Your instructions
The required lines are those that contain "shown"; pull them out of the data and copy them.

** Opening Information given block **

PR #1181, opened 2026-09-17
JS SDK GCP KMS Storage: write the config file with restrictive permissions

stas-schaller:
## Summary
JavaScript SDK GCP KMS Storage wrote its config file to disk with no restrictive mode, so the encrypted client ID, private key, and app key (and, on the decryptConfig autosave path, the fully decrypted plaintext config) were readable by any other local user or process on a shared host.

### Fixed
- All four write sites (`saveConfig`, `decryptConfig`'s autosave path, and both writes in `createConfigFileIfMissing`) now write through a new `writeFileAtomicSync()` helper: a temp file is created at mode 0600 in the same directory, fsync'd, chmod'd again, then renamed over the target. The previous approach (`fs.writeFile(..., { mode: 0o600 })` followed by `fs.chmod`) was a no-op against a config file already on disk from an earlier SDK version, since `mode:` only takes effect when a file is created. The follow-up `fs.chmod` did fix the final mode, but rewrote the same inode, so a process already holding a read handle on the old file kept reading straight through the rewrite. The atomic rename produces a new inode, closing that gap. (KSM-1450)
- Rebased onto #1180 (KSM-1370) so both fixes land together. `createConfigFileIfMissing()` needed changes from both PRs at the same line; a mechanical merge resolution between the two independent branches was shown to silently drop one fix while the full test suite stayed green.

## Testing
```
npm test
```
The new tests in `GCPKeyValueStorage.atomicWrite.test.ts` use real `fs` against real temp files, not mocked `fs.writeFile`/`fs.chmod` calls, since a mocked-call assertion can pass even when the resulting on-disk file isn't actually secured.

## Breaking Changes
Version bumped to 1.1.0, not 1.0.1. A config file already exposed under the old permissions is now genuinely remediated on its next write (new inode), not just given a new mode bit while an existing reader keeps working. `createConfigFileIfMissing()` failures on a non-ENOENT `fs.access` error (KSM-1370) now propagate instead of silently resetting the config.

## Related Issues
- Depends on #1180 (KSM-1370) - this branch is rebased on top of it and should merge after it
- Jira: KSM-1450


mgallego-keeper (changes requested):
## Summary

This PR hardens the JavaScript GCP KMS storage. It stops the SDK from writing the config file world readable. It adds one helper and routes four write sites through it:

```ts
private async writeSecureConfigFile(path: string, data: Buffer | string): Promise<void> {
  await fs.writeFile(path, data, { mode: 0o600 });
  await fs.chmod(path, 0o600);
}
```

The config file holds the encrypted client ID, private key, and app key. One of the four sites, `decryptConfig(autosave = true)`, writes the full decrypted plaintext.

The goal is correct and the ticket is real. The chosen write method is weaker than a pattern already used in this repository, in the package this one depends on (`@keeper-security/secrets-manager-core`, KSM-1263 and KSM-1265).

**Requesting changes.** Two blocking items below, then a shorter list.

## Blocking

### 1. `mode: 0o600` does nothing on a file that already exists

`fs.promises.writeFile` opens the file with flag `'w'`. That flag is `O_WRONLY|O_CREAT|O_TRUNC`. `open(2)` only applies the `mode` argument when it creates the file. Node's own type definitions say this directly: `mode` sets the file mode, but only if the file was created.

So on a config file that already exists at mode 0644, the write happens first, at the old mode. The `chmod` call only runs after. This is the exact scenario named in the PR description and the changelog entry.

Two consequences follow from this.

First, this creates a real exposure window, not just a narrow race. Any process watching the file with `inotify` gets notified the instant new data lands. One read is enough to capture a long lived credential.

Second, and more important: this does not fix an already exposed config file. Unix checks file permissions only at `open(2)`. `chmod(2)` changes the mode bits on the inode. It does not revoke access already granted to an open file descriptor. `writeFile` truncates and rewrites the same inode. An attacker who opened the old 0644 config once can keep reading every future version of that file. This means the fix does not remediate the exact case it claims to fix.

The correct pattern already exists in this repository, in `sdk/javascript/packages/core/src/node/localConfigStorage.ts`, function `writeFileAtomic`. It opens a randomly named temp file in the same directory, at mode 0600 (which works, because the file is new). It writes, calls `fsync`, chmods the temp file, then renames it over the target. The new inode orphans any earlier open descriptor.

That same file already has a comment stating this exact fact, at line 10:

```ts
// fs.openSync's mode argument is only honored when the file is created; it is a no-op on an
// existing file, so permissions must be re-asserted after every write, not just the first one.
```

And its own test suite states directly why a truncate-then-chmod approach is not enough, at `test/localConfigStorage.test.ts:866`:

```ts
// An in-place truncate-then-chmod would end up at 0600 too - the inode staying the same
// is what actually distinguishes a real rename from that, so mode alone isn't enough.
```

Suggested fix: write to a temp file in the same directory, at mode 0600, then rename over the target. See the code block near the end of this review for a full replacement.

### 2. A failed `chmod` after a successful write creates a new failure case

`writeSecureConfigFile` has no error handling between its two calls. `fs.chmod` runs after the bytes are already on disk. It has no try/catch of its own. A rejection reaches the caller exactly as if the whole write had failed. Before this PR, a resolved `writeFile` call meant success. After this PR, the write can succeed and the function can still throw.

The most likely trigger is ordinary, not exotic. `chmod(2)` requires the calling process to own the file. A container image that creates the config file as root, then runs the app as a different user, gives `writeFile` success and `chmod` `EPERM`. That is the same case this PR is meant to fix.

Effect at each call site:

`decryptConfig` autosave: the full plaintext config is already on disk when the error happens. The catch block throws "Failed to write decrypted config file." That message is false. The write succeeded. An operator told the write failed has no reason to go delete a plaintext credentials file that is sitting there right now.

`changeKey`: the config file is already re-encrypted under the new key when the error happens. The catch block restores the old key in memory and throws "Failed to change the key." The caller is told rotation failed. On disk, rotation actually succeeded, and the restored old key can no longer decrypt the file. A `chmod` failure becomes a permanent lockout. This failure path does not exist before this PR.

`createConfigFileIfMissing`: these errors are not caught anywhere in `loadConfig`. On a filesystem where `chmod` fails, `init()` can never succeed. A plaintext placeholder file is left behind that later gets treated as a valid unencrypted config.

Suggested fix: wrap the `chmod` call in its own try/catch and log a warning instead of failing the write. Adopting the temp file and rename approach from item 1 removes the need for a second `chmod` call entirely, and removes this failure case with it.

## Should fix before merge

### 3. The new tests cannot detect the two defects above

`test/GCPKeyValueStorage.test.ts` mocks the whole `fs` module. `writeFile` and `chmod` become plain mock functions. The two new tests check only that a mock function received certain arguments. They never check a real file's mode on disk.

I traced eight plausible code changes against the new tests. Three of them still pass the test suite:

Reverting only the `decryptConfig` autosave call to a plain `fs.writeFile`: the tests still pass. No test in the file ever calls `decryptConfig`.

Reverting only the second write inside `createConfigFileIfMissing` to a plain `fs.writeFile`: the tests still pass. That line has no coverage anywhere in the suite.

Swapping the order inside the helper, so `chmod` runs before `writeFile`: the tests still pass, even though this breaks the real code. `chmod` on a file that does not exist yet fails with `ENOENT`.

Suggested fix: add a new test file that does not mock `fs`, and creates real files in a temp directory to check the resulting mode. `sdk/javascript/packages/core/test/localConfigStorage.test.ts` already has this pattern to copy from.

### 4. On Windows this fix does nothing

Node maps `fs.chmod` on Windows to a single read only attribute. It does not touch NTFS access control lists. Setting mode 0600 there clears the read only attribute and changes nothing else. Nothing throws, so this failure is silent.

The changelog line "restrictive file permissions (0600)" needs a note that this only applies on POSIX systems. Several other SDKs and the CLI already document this split.

### 5. The self heal only helps a leftover plaintext config, not an encrypted one

Every `chmod` call in this PR is tied to a write. A config file that is already encrypted, and never changes, is never written again after the first load. So a legacy config file at mode 0644 stays at 0644 forever, unless its value changes.

A leftover plaintext config is the one case that does get fixed, since loading it always triggers a write on the next call. That is a real fix, just a narrower one than the PR describes.

Suggested fix: add a best effort `chmod` call in the branch of `createConfigFileIfMissing` where the file already exists. Wrap it in a try/catch, since that branch cannot fail today.

### 6. This should be a minor version bump, not a patch

Locking down permissions on a file the SDK did not create is a change in default behavior. A deployment where a second local process legitimately reads this file today can break after this update. Version 1.0.1 is not yet published, so the number is free to move to 1.1.0 before release.

### 7. This PR conflicts with PR #1180 on the same file, and the easy merge resolution deletes the fix

PR #1180 (KSM-1370) targets the same base branch and edits the same function, `createConfigFileIfMissing`. I ran a real three way merge in both directions. Both directions produce the same conflict, in all three changed files.

The dangerous conflict is in the source file. PR #1180 moves a `configPath` declaration up a few lines. The merge conflict marker offers two choices at the disputed line: the version with this PR's secure write call, or a plain `fs.writeFile` with no redundant declaration. The second choice looks tidier. Taking it silently removes the security fix at that line.

I tested this directly. I merged both branches, resolved the conflict by mechanically taking one side across all three files, the shortcut a reviewer under time pressure might take, then ran the real test suite. The helper function was completely gone from the source file. All 59 tests still passed.

Suggested fix: agree on a merge order between the two PRs, and resolve the conflict by hand rather than by picking one side automatically.

### 8. Three sibling JavaScript packages have the same defect, unfixed, right now

The AWS, Azure, and Oracle KMS storage packages in this same SDK have the identical four site pattern, with no mode set and no chmod call. Their own release PRs for version 1.0.1 are open at the same time as this one: #1174, #1179, and #1178.

I have filed one epic and thirteen child tickets in JIRA for the sibling packages across JavaScript, Python, and Java, plus four secrets cache writers with the same class of gap. The epic is KSM-1463.

## Lower priority items

The directory that holds the config file is created with no restrictive mode, so it stays world readable even after this fix.

Both `writeFile` and `chmod` follow symlinks. A planted symlink at the config path can redirect a write, or cause an unexpected file to be chmod'd.

The first write inside `createConfigFileIfMissing` writes an empty placeholder that gets overwritten a moment later. It serves no purpose on the success path, and it can be left behind as a stray unencrypted file on certain failures.

Neither new test checks how many times `writeFile` was called. A version that writes the file twice, once insecurely and once securely, would still pass both tests.

## Items already tracked as separate tickets

During this review I found several issues in this file that are outside this PR's diff. A parallel review of PR #1180 found several of the same issues independently, and has already filed tickets for them. Rather than duplicate them here:

KSM-1461 covers an incomplete rollback in `changeKey` on failure, which can permanently destroy the app key.

KSM-1455 covers a zero length config file being silently replaced with an empty one.

KSM-1460 covers a KMS failure during auto encryption being misreported as a JSON format problem.

KSM-1456 and its children cover the lack of any atomic write anywhere in this file, which is the same underlying gap as blocking item 1 above.

## What this PR gets right

All four write sites are routed through the new helper. No site was missed.

The `mode` plus `chmod` approach matches an existing pattern already used elsewhere in this repository for the same class of bug.

The new `createConfigFileIfMissing` test already expects an `ENOENT` style error from `fs.access`, which happens to make it compatible with the fix in PR #1180.

The CI workflow for this package does run on this PR, and does exercise the changed code.

## Suggested replacement for the helper

```ts
import { createHash, randomBytes } from "crypto";

// fs.promises.writeFile opens with flag 'w', and open() only applies `mode` when it creates the
// file. On a config file that already exists, this writes the new bytes at the old mode, then
// tightens it after. It also truncates before the first new byte lands, with no fsync, so an
// interrupted write can leave an empty or partial file. Write to a fresh temp file in the same
// directory, sync it, tighten it while still open, then rename it over the target. Rename takes
// on the source file's mode, so the temp file needs to already be mode 0600 before the rename.
private async writeSecureConfigFile(targetPath: string, data: Buffer | string): Promise<void> {
  const finalPath = await this.resolveWriteTargetPath(targetPath);
  const tmpPath = `${finalPath}.${process.pid}.${randomBytes(6).toString("hex")}.tmp`;
  // 'wx' adds O_EXCL, so the open fails instead of reusing a file already at tmpPath. This
  // means mode is always applied at creation, and a planted symlink is rejected, not followed.
  const handle = await fs.open(tmpPath, "wx", 0o600);
  try {
    const payload = typeof data === "string" ? Buffer.from(data, "utf8") : data;
    const { bytesWritten } = await handle.write(payload);
    // write(2) can report fewer bytes than requested. Fail here instead of syncing and
    // committing a truncated file as the new config.
    if (bytesWritten !== payload.byteLength) {
      throw new GCPKeyValueStorageError(
        `Short write: wrote ${bytesWritten} of ${payload.byteLength} bytes to ${tmpPath}`
      );
    }
    await handle.sync();
    // fchmod on the open descriptor, not chmod by path. This pins the exact file instead of
    // resolving the name again, and it sets exactly 0600 no matter what the umask is.
    await handle.chmod(0o600);
  } catch (writeError) {
    await handle.close().catch(() => undefined);
    await fs.unlink(tmpPath).catch(() => undefined);
    throw writeError;
  }
  await handle.close();
  try {
    await fs.rename(tmpPath, finalPath);
  } catch (renameError) {
    await fs.unlink(tmpPath).catch(() => undefined);
    throw renameError;
  }
}

// rename() replaces the directory entry instead of following it. Without this step, a
// symlinked config path would be replaced by a plain file. Some setups manage the config
// path as a symlink on purpose, and Kubernetes mounts a Secret as a symlink chain.
private async resolveWriteTargetPath(targetPath: string): Promise<string> {
  try {
    return await fs.realpath(targetPath);
  } catch (resolveError) {
    const code = (resolveError as { code?: unknown } | null | undefined)?.code;
    if (code !== "ENOENT") {
      throw resolveError;
    }
    return targetPath;
  }
}
```

Two changes worth flagging on purpose: after this change, the write needs execute permission on the parent directory, not just write permission on the file. A hard link to the config file will stop tracking new content, since rename always creates a new inode. Both changes match what the core package already accepts for the same pattern.

## How I checked this

I did not rely only on reading the code. I ran the actual test suite on this PR's head commit: `npm ci` then `npx jest --maxWorkers=5`. All 59 tests pass, matching the green CI check.

I wrote a small script with no mocked `fs` calls. It created a config file at mode 0644, then ran this PR's exact two line helper as two separate steps, and checked the file's mode between the two steps. The mode was still 0644 right after the write, before the chmod ran.

I opened a read handle on a mode 0644 file before running this PR's helper on it. After the helper finished and the file reported mode 0600, I read again through the same handle. It returned the new secret content in full.

I repeated the same test against the temp file and rename approach suggested above. The file's inode number changed after the write. The same old read handle, read again, returned only the old content.

I reverted three different single lines in the source, one at a time, matching the three surviving test gaps from item 3 above, and ran the real test suite each time. All three reverts left the full 59 test suite green.

I ran a real merge of this PR and PR #1180 in both directions in a disposable branch. Both directions produced the same conflict. I then resolved that conflict by taking one side across all three files, committed the result, and ran the real test suite. The security fix was completely gone from the source file. The test suite still reported all 59 tests passing.

mgallego-keeper (changes requested):
## Summary

This follow up covers the latest push, three commits on top of what I reviewed before. The branch now includes PR #1180's two commits as its base, with this PR's own fix rebased on top, and adds a new `src/atomicWrite.ts` module plus a new real filesystem test file.

I re-read every changed line, then ran the actual test suite, wrote independent tests against the real code, and reverted specific lines one at a time to check whether the suite would catch each one. Full detail is in the verification section at the end.

**The two blocking items from the first review are genuinely fixed, and I confirmed this against the real code, not just by reading the diff.** The version bump and the changelog section move are also both done. Credit for that below.

**Requesting changes for one reason: three write paths in this file have no test that would catch a regression in the exact property this PR exists to add.** All three are listed below with a suggested test for each. I ran every suggested test against the current code, where it passes, and against the specific regression it targets, where it fails, before including it here.

## What is fixed, confirmed against the real code

The new `writeFileAtomicSync` in `src/atomicWrite.ts` opens a temp file in the same directory, writes to it, syncs it, sets its mode, then renames it over the target. I wrote a test that opens a read handle on a legacy mode 0644 config file, then calls `storage.saveString()`, the real public method a consumer would call, not a private method. The file's inode changes and lands at mode 0600. The old read handle, read again afterward, still returns only the old content. The fix works, confirmed through the same entry point a real caller uses.

The `chmod` call in the new helper targets the temp file, which the process just created and owns. This removes the specific failure this review flagged before, where a legacy file owned by a different user made `chmod` fail after the write had already succeeded. That specific failure case no longer applies, since the process always owns the file it is chmoding now.

The merge conflict with PR #1180 was resolved by hand, not by picking one side. I read the resulting code directly. It keeps both the check from #1180 and the secure write from this PR at the one line where they collided.

Version 1.1.0, and the changelog entry under a Security heading. Both match what I asked for.

## Requesting changes: three write paths have no test for this property

### 1. `saveConfig()`'s own write has no test, and this is the most used path in the whole class

Every `set`, `saveString`, `saveBytes`, and `delete` call goes through `saveConfig()`. Its write call used to have a test that checked the mode argument passed to a mocked `fs.writeFile`. That test is gone now, and nothing real replaced it. I confirmed this two ways. First, by counting: the old file had two tests for file mode, the new mocked file has one, for an unrelated case, and the new real file has three tests, none of which independently checks this specific call. Second, by reverting this one line back to a plain write and running the real suite. All tests still pass.

This matters because a legacy config file, one that predates this whole fix, is exactly the case this PR is meant to protect. If this line regresses later, the file will keep loading and saving. Nobody will notice its mode stayed at 0644.

Suggested test, added to `GCPKeyValueStorage.atomicWrite.test.ts`. I ran this against the current code, where it passes, and against the reverted line, where it fails with the mode staying at 0644 instead of reaching 0600.

```ts
describe('saveConfig()', () => {
    it('corrects a pre-existing 0644 config file to 0600 on an ordinary save', async () => {
        fs.writeFileSync(configPath, '', { mode: 0o644 });
        const { storage } = makeStorage(configPath);
        expect(fileMode(configPath)).toBe(0o644);

        await (storage as any).saveConfig({ clientId: 'abc' });

        expect(fileMode(configPath)).toBe(0o600);
    });
});
```

### 2. The second write inside `createConfigFileIfMissing()` has no test either

This function writes twice when the file is missing: an empty placeholder first, then the real encrypted blob. I reverted only the second write back to a plain write and ran the suite. All tests still pass, because the file already exists by that point, created moments earlier by the first write, so its mode stays correct either way. The test that exercises this function only checks the final mode, which the first write already set, so it cannot tell whether the second write itself went through the secure path.

The security impact of this one specifically is low, since the file was never in an insecure state for anyone to read before this line runs. It is still worth a direct test, since a version that no longer calls the secure helper here would otherwise ship unnoticed.

Suggested test, same file. I ran this against the current code, where it passes with two calls recorded, and against the reverted line, where it fails, reporting one call instead of two.

```ts
describe('createConfigFileIfMissing() call sites', () => {
    it('routes both the placeholder write and the encrypted write through writeFileAtomicSync', async () => {
        const atomicWrite = require('../src/atomicWrite');
        const spy = jest.spyOn(atomicWrite, 'writeFileAtomicSync');
        const { storage } = makeStorage(configPath);

        await (storage as any).createConfigFileIfMissing();

        expect(spy).toHaveBeenCalledTimes(2);
        expect(spy.mock.calls[0][0]).toBe(configPath);
        expect(spy.mock.calls[0][1]).toEqual(Buffer.from('{}'));
        expect(spy.mock.calls[1][0]).toBe(configPath);
        spy.mockRestore();
    });
});
```

### 3. The `chmod` call inside the new helper has no test, and it is not just a redundant safety net

`writeFileAtomicSync` opens the temp file with mode 0600, then calls `chmodSecure` on it again right before the rename. I assumed at first this second call was pure defense in depth, since the open call already sets the mode. I checked this directly instead of assuming.

Under a normal umask, the assumption holds, the mode is already correct before the `chmod` call runs. But `open()`'s mode argument is still masked by the process umask, the same as any file creation. Under an umask that strips owner bits, for example `0o700`, the file comes out of the open call at mode 0, unreadable even by its own owner, and the explicit `chmod` call is the only thing that puts it back to 0600. I confirmed this with a small standalone script before writing this test, then confirmed the test itself catches it by removing the `chmod` call and running the suite: the mode assertion fails, reporting 0 instead of 0600.

This is a narrow case, an unusual umask is not a normal deployment, but the consequence of losing this line silently is not just weaker security, it is a config file the SDK cannot even read back. Worth a test given how cheap it is to write.

```ts
describe('writeFileAtomicSync() under a pathological umask', () => {
    it('still lands at exactly 0600 even under an owner-stripping umask', async () => {
        const originalUmask = process.umask(0o700);
        try {
            const { storage } = makeStorage(configPath);
            await (storage as any).writeSecureConfigFile(configPath, 'SECRET');
            expect(fileMode(configPath)).toBe(0o600);
        } finally {
            process.umask(originalUmask);
        }
    });
});
```

## Two smaller items, not blocking

`package-lock.json` still says version 1.0.1 in its own two self reference fields, even though `package.json` and the changelog both correctly say 1.1.0. `npm ci` does not fail on this today, but it is worth fixing for consistency.

PR #1180 is still open, with the same two commits this PR's branch now also contains. This repository merges release branch PRs by squash, based on a recent example I checked, so merging this PR first should make #1180 a no-op to merge afterward. Worth closing #1180 explicitly once this one lands, rather than leaving it open and confusing.

## How I verified this

I fetched the actual current branch, not the commit I reviewed before, and confirmed the release branch itself had not moved. I read every changed file in full, not just the diff.

I ran the real test suite on the current branch: 4 suites, 61 tests, all passing.

I wrote a test that drives the fix through `storage.saveString()`, the real public method, against a legacy mode 0644 file with a read handle already open on it, and confirmed the inode changes, the mode reaches 0600, and the old handle still reads only the old content.

I reverted three specific lines, one at a time, restoring each before testing the next, and ran the real suite after each revert: `saveConfig()`'s write call, the second write inside `createConfigFileIfMissing()`, and the `chmod` call inside the new helper. All three reverts left the full suite passing.

I wrote a small standalone script to confirm the umask interaction directly, outside of any test framework, before relying on it in a test.

For each of the three suggested tests above, I added it to a scratch copy of this branch, confirmed it passes against the current code, then applied the exact revert it is meant to catch and confirmed it fails, with the specific numbers shown in each section above.

I also ran a full TypeScript build and eslint against the new source file. Both are clean. Neither runs in this package's CI.

mgallego-keeper (approved):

** Closing Information given block **

Task response
- Rebased onto #1180 (KSM-1370) so both fixes land together. `createConfigFileIfMissing()` needed changes from both PRs at the same line; a mechanical merge resolution between the two independent branches was shown to silently drop one fix while the full test suite stayed green.
For each of the three suggested tests above, I added it to a scratch copy of this branch, confirmed it passes against the current code, then applied the exact revert it is meant to catch and confirmed it fails, with the specific numbers shown in each section above.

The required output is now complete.